Landlocked in central Africa, Chad, with a population of about 7 million, is one of the poorest countries in the world. Its per capita GNP (gross national product) was about $230 in 1998. Agriculture generates about 40 percent of gross domestic product and provides a meager livelihood for over 80 percent of the population. Livestock in the Sahel and cotton in the Sudanian area are the main agricultural activities and Chad's main exports. Food production varies widely with seasonal conditions. Chad is also endowed with important, but to date untapped, natural resources. The industrial sector accounts for nearly 14 percent of GDP and is dominated by Coton-Tchad, the country's largest public sector company, which processes and exports cotton.

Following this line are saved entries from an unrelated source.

PR #5609, opened 2020-06-19
UI: update icons for Rust items

### LINKED ISSUE #5176: Use CLion-style icons for symbols?
I've noticed that we still use Java-esque `(C)` icon for structs and unions on IntelliJ (hasn't checked CLion). Perhaps it makes sense to move [these icons](https://www.jetbrains.com/help/clion/icons-and-symbols.html#structure-icons) into platform and use them instead?

Undin:
Now, we don't use Java-like icons and use icons with style similar to C/C++.
Also, provide the correct visibility icon. Note, if an item inherits visibility from its owner (trait's and impl's items, enum variants), we don't show icon because it makes a little sense

Example of structure view:
| Before | After |
|-|-|
| image | image |

Closes #5176


Undin:
Code for testing:
```rust
const CONSTANT: i32 = 123;
static STATIC: i32 = 123;
static mut MUT_STATIC: i32 = 123;

struct TupleStruct(i32);
struct Struct {
    field: i32
}
struct Union {
    f1: i32,
    f2: f32
}

enum Enum {
    EnumVariant,
    TupleEnumVariant(i32),
    StructEnumVariant {
        field: i32
    },
}

type TypeAlias = i32;
fn function() {}

mod module {}
mod module_declaration;

pub trait Trait {
    const ABSTRACT_ASSOC_CONSTANT: i32;
    const ASSOC_CONSTANT: i32 = 123;

    type AbstractAssocTypeAlias;
    type AssocTypeAlias = i32;

    fn abstract_method(&self);
    fn method(&self) {}

    fn abstract_assoc_function();
    fn assoc_function() {}
}

impl Trait for Struct {
    const ABSTRACT_ASSOC_CONSTANT: i32 = 0;
    type AbstractAssocTypeAlias = ();

    fn abstract_method(&self) {
        unimplemented!()
    }

    fn abstract_assoc_function() {
        unimplemented!()
    }
}

fn main() {}
```

mchernyavsky:
I think we shouldn't add a visibility icon for fields of enum variants because they can't be private.

Undin:
@mchernyavsky done

Issue #5606, opened 2020-06-18
More precise tracking of missing/extraneous function arguments


Kobzol:
## Environment
* **IntelliJ Rust plugin version:** 0.2.125.SNAPSHOT-201-dev
* **Rust toolchain version:** 1.44.0 (49cae5576 2020-06-01) x86_64-unknown-linux-gnu
* **IDE name and version:** CLion 2020.1.1 (CL-201.7223.86)
* **Operating system:** Linux 5.0.0-37-generic

## Problem description
The plugin currently annotates the whole function call argument list with an error if the number of arguments is too low or too high.

```rust
fn foo(a: u32) {}
fn bar() {
    foo<error>()</error>;       // too few arguments
    foo<error>(1, 2, 3)</error>;   // too many arguments
}
```

In Kotlin, it only annotates the extraneous arguments if there are too many, or the closing parenthesis if there are not enough arguments.

```kotlin
fun foo(a: Int) {}
fun bar() {
    foo(<error>)</error>;                         // too few arguments
    foo(1, <error>2</error>, <error>3</error>);   // too many arguments
}
```

Rustc just marks the function name and doesn't give any specific ranges, so I don't think that we have to follow it too closely. If it's a problem that there would be multiple `E0061` errors emitted per function call, we can create a different highlight for the whole function call and then specific error annotations for each extraneous argument.

I think that it would be nicer if we followed Kotlin's behaviour. It would provide more precise highlighting and this quick fix https://github.com/intellij-rust/intellij-rust/issues/3582 would be easier to use.

If you agree, I'll send a PR for the highlighting and after that for the mentioned quick fix.

PR #5612, opened 2020-06-19
ANN: use more precise error annotations for missing/extraneous function call arguments

Kobzol:
This PR implements more precise tracking of missing/extraneous function arguments as proposed in https://github.com/intellij-rust/intellij-rust/issues/5606.

image

I think that this kind of highlighting is also more consistent with arguments that have a wrong type, as in that case also only the single argument is highlighted, and not the whole function call.

On top of this more fine-grained annotation we can add new quick fixes:
- fill missing arguments with defaults
- remove extraneous argument
- add missing parameter to function declaration

Even though all of them could be implemented even with the old, coarse annotation, I think that with this change the fixes would be easier to use for specific arguments.

Fixes: https://github.com/intellij-rust/intellij-rust/issues/5606

### DIFF
--- a/src/main/kotlin/org/rust/lang/utils/RsDiagnostic.kt
+++ b/src/main/kotlin/org/rust/lang/utils/RsDiagnostic.kt
@@ -512,7 +512,7 @@ sealed class RsDiagnostic(
         }
     }
 
-    class TooFewParamsError(
+    class IncorrectArgumentCountErrorVariadic(
         element: PsiElement,
         private val expectedCount: Int,
         private val realCount: Int
@@ -530,7 +530,7 @@ sealed class RsDiagnostic(
         }
     }
 
-    class TooManyParamsError(
+    class IncorrectArgumentCountError(
         element: PsiElement,
         private val expectedCount: Int,
         private val realCount: Int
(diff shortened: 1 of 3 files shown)


src/main/kotlin/org/rust/lang/utils/RsDiagnostic.kt
```diff
@@ -512,7 +512,7 @@ sealed class RsDiagnostic(
         }
     }
 
-    class TooFewParamsError(
+    class IncorrectArgumentCountErrorVariadic(
```
mchernyavsky, line 515: Maybe it's better to merge `IncorrectArgumentCountErrorVariadic` with `IncorrectArgumentCountError`? Something like this:
```kotlin
class IncorrectArgumentCountError(
    element: PsiElement,
    private val expectedCount: Int,
    private val realCount: Int,
    private val variadic: Boolean
) : RsDiagnostic(element) {
    override fun prepare() = PreparedAnnotation(
        ERROR,
        if (variadic) E0060 else E0061,
        errorText()
    )

    private fun errorText(): String {
        return "This function takes${if (variadic) " at least" else ""}" +
            " $expectedCount ${pluralise(expectedCount, "parameter", "parameters")}" +
            " but $realCount ${pluralise(realCount, "parameter", "parameters")}" +
            " ${pluralise(realCount, "was", "were")} supplied"
    }
}
```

The economy suffers from some obvious disadvantages of landlocked countries: the nearest port is about 1000 kilometers away to the south and, with a vast and seasonally flooded territory, transport costs can be extremely high. Nevertheless, economic performance has sharply improved since 1995, when Chad embarked on a structural adjustment program. Growth was 3.5 percent in 1996 and reached 8.1 percent in 1998, driven by a surge in agricultural production, a result of favorable weather and a bumper cotton crop encouraged by a substantial increase in farmers' prices. Inflation, at 10 percent in 1995 and 1996, slowed to less than 1 percent on an end-year basis in 1997. On the fiscal side, improved government revenue collection, while still weak, has allowed the resumption of critical spending, the elimination of all external arrears, and a reduction in the current deficit to about 0.7 percent of GDP in 1997. Spending on priority sectors (education, health, social affairs and transport) has increased sharply, though, still constrained by Chad's current fiscal resources, they fall far short of needs. The economy remains vulnerable to such exogenous factors as changing weather patterns and fluctuations in commodity prices and exchange rates, but private investment is increasing, in part in anticipation of the development and exploitation of the country's oil resources.

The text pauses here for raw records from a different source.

PR #2918, opened 2019-04-09
htlcswitch: ensure commit tx gets updated after settle hodl invoice

joostjager:
This PR is a temporary fix for hodl invoices not being settled correctly.

### DIFF
--- a/htlcswitch/link.go
+++ b/htlcswitch/link.go
@@ -945,6 +945,13 @@ out:
 			break out
 		}
 
+		// If the previous event resulted in a non-empty
+		// batch, reinstate the batch ticker so that it can be
+		// cleared.
+		if l.batchCounter > 0 {
+			l.cfg.BatchTicker.Resume()
+		}
+
 		select {
 		// Our update fee timer has fired, so we'll check the network
 		// fee to see if we should adjust our commitment fee.
@@ -1047,13 +1054,6 @@ out:
 
 			l.handleDownStreamPkt(packet, true)
 
-			// If the downstream packet resulted in a non-empty
-			// batch, reinstate the batch ticker so that it can be
-			// cleared.
-			if l.batchCounter > 0 {
-				l.cfg.BatchTicker.Resume()
-			}
-
 		// A message from the switch was just received. This indicates
 		// that the link is an intermediate hop in a multi-hop HTLC
 		// circuit.
@@ -1075,13 +1075,6 @@ out:
 			}
 
 			l.handleDownStreamPkt(pkt, false)
-
-			// If the downstream packet resulted in a non-empty
-			// batch, reinstate the batch ticker so that it can be
-			// cleared.
-			if l.batchCounter > 0 {
-				l.cfg.BatchTicker.Resume()
-			}
 
 		// A message from the connected peer was just received. This
 		// indicates that we have a new incoming HTLC, either directly
@@ -1197,6 +1190,8 @@ func (l *channelLink) processHodlEvent(hodlEvent invoices.HodlEvent,
 		if err := hodlAction(htlc); err != nil {
 			return err
 		}
+
+		l.batchCounter++
 	}
 
 	return nil
--- a/htlcswitch/link_test.go
+++ b/htlcswitch/link_test.go
@@ -5790,3 +5790,141 @@ func TestChannelLinkHoldInvoiceCancel(t *testing.T) {
 		t.Fatal("timeout")
 	}
 }
+
+// TestChannelLinkRevocationWindowHodl asserts that htlcs paying to a hodl
+// invoice are settled even if the revocation window gets exhausted.
+func TestChannelLinkRevocationWindowHodl(t *testing.T) {
+	t.Parallel()
+
+	const (
+		chanAmt = btcutil.SatoshiPerBitcoin * 5
+	)
+
+	// We'll start by creating a new link with our chanAmt (5 BTC). We will
+	// only be testing Alice's behavior, so the reference to Bob's channel
+	// state is unnecessary.
+	aliceLink, bobChannel, batchTicker, start, cleanUp, _, err :=
+		newSingleLinkTestHarness(chanAmt, 0)
+	if err != nil {
+		t.Fatalf("unable to create link: %v", err)
+	}
+	defer cleanUp()
+
+	if err := start(); err != nil {
+		t.Fatalf("unable to start test harness: %v", err)
+	}
+
+	var (
+		coreLink  = aliceLink.(*channelLink)
+		registry  = coreLink.cfg.Registry.(*mockInvoiceRegistry)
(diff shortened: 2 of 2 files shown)


joostjager:
Question that I have about this is whether the value of `batchCounter` cannot be retrieved from the channel, instead of keeping a separate counter for it.

joostjager:
Also investigate why `logTicker` didnt trigger

halseth:
Needs a testcase to catch the bug being fixed.

cfromknecht:
@joostjager good catch, previously we only used the batch counter to signal the presence of downstream htlcs from the switch, though i think this is the correct fix. prior i believe the assumption is that the log commit ticker would handle this, though it seems that may not always be true and this in fact is more accurate. should be ready to go with an accompanying unit test as @halseth suggests

halseth:
Is the log commit ticker even necessary at this point?

joostjager:
@cfromknecht I started writing unit tests and the case with regular invoices was still failing despite the initial `batchCounter` fix. So I went on at made more modifications to pass both tests.

joostjager:
Moved larger change into new PR #2927.

joostjager:
>Also investigate why logTicker didnt trigger
Answering my own question: logTicker may trigger, but if the rev window is then still not open, there is no retry.

joostjager:
>Question that I have about this is whether the value of batchCounter can be retrieved from the channel, instead of keeping a separate counter for it.

This idea has been implemented in #2927

joostjager:
The reason I am no fan of using `batchCounter` for fixing the hodl settle problem is that it retries updating the commit tx in a loop until it succeeds, while the real trigger for retrying should be the revokeAndAck because there the window is reopened.

htlcswitch/link_test.go
```diff
@@ -5790,3 +5790,141 @@ func TestChannelLinkHoldInvoiceCancel(t *testing.T) {
...
+	registry.SettleHodlInvoice(preimage2)
+
+	// Expect alice to send a settle for htlc 2.
+	receiveSettleAliceToBob(t, aliceMsgs, aliceLink, bobChannel)
+
+	// At this point, Alice cannot send a new commit sig to bob because the
+	// revocation window is exhausted.
+
+	// Sleep to let timer(s) expire.
+	time.Sleep(time.Second)
```
halseth: can we force tick the timers instead?

htlcswitch/link_test.go
```diff
@@ -5790,3 +5790,141 @@ func TestChannelLinkHoldInvoiceCancel(t *testing.T) {
...
+	// Allow some time for it to be processed by the link.
+	time.Sleep(time.Second)
+
+	// Trigger the batch timer as this may trigger Alice to send a commit
+	// sig.
+	batchTicker <- time.Time{}
+
+	// After the revocation, it is again possible for Alice to send a commit
+	// sig no more htlcs. Bob acks the update.
+	receiveCommitSigAliceToBob(t, aliceMsgs, aliceLink, bobChannel, 0)
```
halseth: so this is where it would fail previously ?

htlcswitch/link_test.go
```diff
@@ -5790,3 +5790,141 @@ func TestChannelLinkHoldInvoiceCancel(t *testing.T) {
...
+
+	// Bob sends revocation and signs commit with htlc 1 settled.
+	sendRevAndAckBobToAlice(t, aliceLink, bobChannel)
+
+	// Allow some time for it to be processed by the link.
+	time.Sleep(time.Second)
+
+	// Trigger the batch timer as this may trigger Alice to send a commit
+	// sig.
+	batchTicker <- time.Time{}
```
halseth: This is interesting, as we force tick the timer here, but we have no guarantees it is actually not paused. So it could still hide a bug where it would never tick in production.

Maybe we can add functionality to the mock ticker, such that we can trigger a tick only if active?

htlcswitch/link.go
```diff
@@ -1197,6 +1190,8 @@ func (l *channelLink) processHodlEvent(hodlEvent invoices.HodlEvent,
 		if err := hodlAction(htlc); err != nil {
 			return err
 		}
+
+		l.batchCounter++
```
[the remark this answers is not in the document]
joostjager: In `handleDownStreamPkt` calls to the switch are made. Hodl invoices never reach the switch.

htlcswitch/link_test.go
```diff
@@ -5790,3 +5790,141 @@ func TestChannelLinkHoldInvoiceCancel(t *testing.T) {
...
+	// Lock in htlc 2 on both sides.
+	sendHtlcBobToAlice(t, aliceLink, bobChannel, htlc2)
+	sendCommitSigBobToAlice(t, aliceLink, bobChannel, 2)
+	receiveRevAndAckAliceToBob(t, aliceMsgs, aliceLink, bobChannel)
+	receiveCommitSigAliceToBob(t, aliceMsgs, aliceLink, bobChannel, 2)
+	sendRevAndAckBobToAlice(t, aliceLink, bobChannel)
+
+	select {
+	case <-registry.settleChan:
+	case <-time.After(15 * time.Second):
```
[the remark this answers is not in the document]
joostjager: This is the timeout used in other calls that are used in this test. Like `receiveRevAndAckAliceToBob`. 

In general, I don't like the extra lines of timeout handling code added for every receive. I prefer using a helper like `invoices.timeout`. It is a test level timeout which also works fine for relatively short tests. And I also get the stack traces of all goroutines. It is also easier to change the timeout to a long value if I am running the test in a debugger.

htlcswitch/link_test.go
joostjager: The log commit timer isn't currently exposed. It means more changes to the link to do that and I wanted to keep changes to the link minimal from a risk perspective.

Also if we indeed remove the log commit timer in a follow up pr, the sleep or force tick isn't needed anymore in the test.

htlcswitch/link_test.go
joostjager: Yes, Alice would do nothing previously.

htlcswitch/link_test.go
joostjager: I have been looking at this before. I wouldn't want to change that in this PR.

I am not so sure that a normal ticker with a Force channel is the best way to do it. I think I'd prefer a purely forced ticker, not to also get some automatic ticks in the test. It makes it less deterministic. I can imagine having only the force ticks is sufficient for most tests and if something periodic, non-deterministic is still needed, it may be better to create it explicitly in that unit test.

halseth: Yes, I'm suggesting adding a metthod `TickIfActive` to the mock ticker, which will be a noop if it is paused.

joostjager: I got that. I just don't want to 'improve' the current mock ticker because I think this hybrid idea is not what we should be using in the future.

Social indicators in Chad are among the lowest in Sub-Saharan Africa. Life expectancy at birth is 49 years, compared to the regional average of 51. Vaccination coverage rates for, for example, measles and DPT were respectively 28 and 19 percent in 1996. Net primary enrollment rates (NPER), though sharply increasing over the last three years, are still very low: the NPER for males and females were respectively 58 and 33 percent in 1997. The literacy rate is among the lowest in the world. Access to safe water is limited to about one fourth of the population, but it is as low as 7 percent in one of Chad's 14 administrative regions. Earnings from petroleum would expand the government's revenue base and could result in significantly higher resource allocation to the social sectors and basic infrastructure to help address these needs.

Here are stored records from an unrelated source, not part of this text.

PR #2921, opened 2019-04-10
channeldb/graph: skip unknown edges in FetchChanInfos

cfromknecht:
This commit modifies FetchChanInfos to skip any channels that are not in
the graph at the time of the call. Currently the entire call will fail
if the edge is not found, which stalls a gossip sync in the following
scenario:

 1. Remote peer queries for a channel range
 2. We return the set of channel ids in that range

Cameroon is a country of striking diversity - in geography, climate, people, culture, religion, language, education and economic structure. It has a population of 14 million and a per capita GNP of about US$610. It is richly endowed with tropical forests, mineral resources (petroleum, natural gas, gold, iron ore, uranium, and bauxite), fertile agricultural land, a largely favorable climate, and a high potential for diversification. The average population density, which is less than 23 persons per square kilometer, is very low by world standards and allows for considerable agricultural expansion. Cameroon also has vast water resources. Hydroelectricity provides 95 percent of generated power. With a coastline of over 400 kilometers and three seaports, the country also has an extensive but deteriorating network of airports, roads and railways and over 2000 kilometers of inland waterways.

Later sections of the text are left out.